======== Data for processing ========

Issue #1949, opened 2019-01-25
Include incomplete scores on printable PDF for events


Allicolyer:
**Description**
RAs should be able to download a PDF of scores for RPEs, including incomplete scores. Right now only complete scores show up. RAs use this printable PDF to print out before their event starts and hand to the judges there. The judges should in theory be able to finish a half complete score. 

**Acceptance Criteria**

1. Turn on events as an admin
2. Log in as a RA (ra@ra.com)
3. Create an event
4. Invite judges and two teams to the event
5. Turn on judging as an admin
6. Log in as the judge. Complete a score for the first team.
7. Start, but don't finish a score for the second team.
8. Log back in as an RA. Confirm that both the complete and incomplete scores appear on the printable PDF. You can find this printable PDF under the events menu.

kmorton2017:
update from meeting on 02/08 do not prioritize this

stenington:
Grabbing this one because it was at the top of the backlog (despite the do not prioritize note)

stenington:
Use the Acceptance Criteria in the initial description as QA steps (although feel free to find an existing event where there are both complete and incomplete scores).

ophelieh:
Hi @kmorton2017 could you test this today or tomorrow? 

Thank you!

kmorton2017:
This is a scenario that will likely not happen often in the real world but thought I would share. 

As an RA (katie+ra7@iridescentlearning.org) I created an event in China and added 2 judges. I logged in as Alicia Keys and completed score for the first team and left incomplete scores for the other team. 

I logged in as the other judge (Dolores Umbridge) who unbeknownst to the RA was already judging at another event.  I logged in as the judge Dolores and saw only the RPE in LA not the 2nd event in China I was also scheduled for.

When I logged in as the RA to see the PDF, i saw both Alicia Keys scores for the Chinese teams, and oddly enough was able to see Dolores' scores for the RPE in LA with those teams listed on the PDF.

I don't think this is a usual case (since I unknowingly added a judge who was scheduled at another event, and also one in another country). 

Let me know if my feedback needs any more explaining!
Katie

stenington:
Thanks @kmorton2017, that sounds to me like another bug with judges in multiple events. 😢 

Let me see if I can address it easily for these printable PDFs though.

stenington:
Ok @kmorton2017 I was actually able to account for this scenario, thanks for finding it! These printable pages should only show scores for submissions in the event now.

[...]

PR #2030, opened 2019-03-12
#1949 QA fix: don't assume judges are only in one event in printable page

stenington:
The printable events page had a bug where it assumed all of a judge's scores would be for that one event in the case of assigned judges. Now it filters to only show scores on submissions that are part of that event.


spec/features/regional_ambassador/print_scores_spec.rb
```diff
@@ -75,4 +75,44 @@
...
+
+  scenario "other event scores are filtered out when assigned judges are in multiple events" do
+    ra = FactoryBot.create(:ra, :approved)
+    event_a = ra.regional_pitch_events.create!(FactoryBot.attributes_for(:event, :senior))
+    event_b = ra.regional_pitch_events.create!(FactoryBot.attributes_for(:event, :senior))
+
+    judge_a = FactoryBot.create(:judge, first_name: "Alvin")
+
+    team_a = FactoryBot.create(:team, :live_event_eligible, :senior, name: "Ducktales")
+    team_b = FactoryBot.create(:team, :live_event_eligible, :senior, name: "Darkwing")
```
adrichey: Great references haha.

========

Task instructions: Would you return the whole listing exactly as written?

Exercise answer:
Issue #1949, opened 2019-01-25
Include incomplete scores on printable PDF for events


Allicolyer:
**Description**
RAs should be able to download a PDF of scores for RPEs, including incomplete scores. Right now only complete scores show up. RAs use this printable PDF to print out before their event starts and hand to the judges there. The judges should in theory be able to finish a half complete score. 

**Acceptance Criteria**

1. Turn on events as an admin
2. Log in as a RA (ra@ra.com)
3. Create an event
4. Invite judges and two teams to the event
5. Turn on judging as an admin
6. Log in as the judge. Complete a score for the first team.
7. Start, but don't finish a score for the second team.
8. Log back in as an RA. Confirm that both the complete and incomplete scores appear on the printable PDF. You can find this printable PDF under the events menu.

kmorton2017:
update from meeting on 02/08 do not prioritize this

stenington:
Grabbing this one because it was at the top of the backlog (despite the do not prioritize note)

stenington:
Use the Acceptance Criteria in the initial description as QA steps (although feel free to find an existing event where there are both complete and incomplete scores).

ophelieh:
Hi @kmorton2017 could you test this today or tomorrow? 

Thank you!

kmorton2017:
This is a scenario that will likely not happen often in the real world but thought I would share. 

As an RA (katie+ra7@iridescentlearning.org) I created an event in China and added 2 judges. I logged in as Alicia Keys and completed score for the first team and left incomplete scores for the other team. 

I logged in as the other judge (Dolores Umbridge) who unbeknownst to the RA was already judging at another event.  I logged in as the judge Dolores and saw only the RPE in LA not the 2nd event in China I was also scheduled for.

When I logged in as the RA to see the PDF, i saw both Alicia Keys scores for the Chinese teams, and oddly enough was able to see Dolores' scores for the RPE in LA with those teams listed on the PDF.

I don't think this is a usual case (since I unknowingly added a judge who was scheduled at another event, and also one in another country). 

Let me know if my feedback needs any more explaining!
Katie

stenington:
Thanks @kmorton2017, that sounds to me like another bug with judges in multiple events. 😢 

Let me see if I can address it easily for these printable PDFs though.

stenington:
Ok @kmorton2017 I was actually able to account for this scenario, thanks for finding it! These printable pages should only show scores for submissions in the event now.

[...]

PR #2030, opened 2019-03-12
#1949 QA fix: don't assume judges are only in one event in printable page

stenington:
The printable events page had a bug where it assumed all of a judge's scores would be for that one event in the case of assigned judges. Now it filters to only show scores on submissions that are part of that event.


spec/features/regional_ambassador/print_scores_spec.rb
```diff
@@ -75,4 +75,44 @@
...
+
+  scenario "other event scores are filtered out when assigned judges are in multiple events" do
+    ra = FactoryBot.create(:ra, :approved)
+    event_a = ra.regional_pitch_events.create!(FactoryBot.attributes_for(:event, :senior))
+    event_b = ra.regional_pitch_events.create!(FactoryBot.attributes_for(:event, :senior))
+
+    judge_a = FactoryBot.create(:judge, first_name: "Alvin")
+
+    team_a = FactoryBot.create(:team, :live_event_eligible, :senior, name: "Ducktales")
+    team_b = FactoryBot.create(:team, :live_event_eligible, :senior, name: "Darkwing")
```
adrichey: Great references haha.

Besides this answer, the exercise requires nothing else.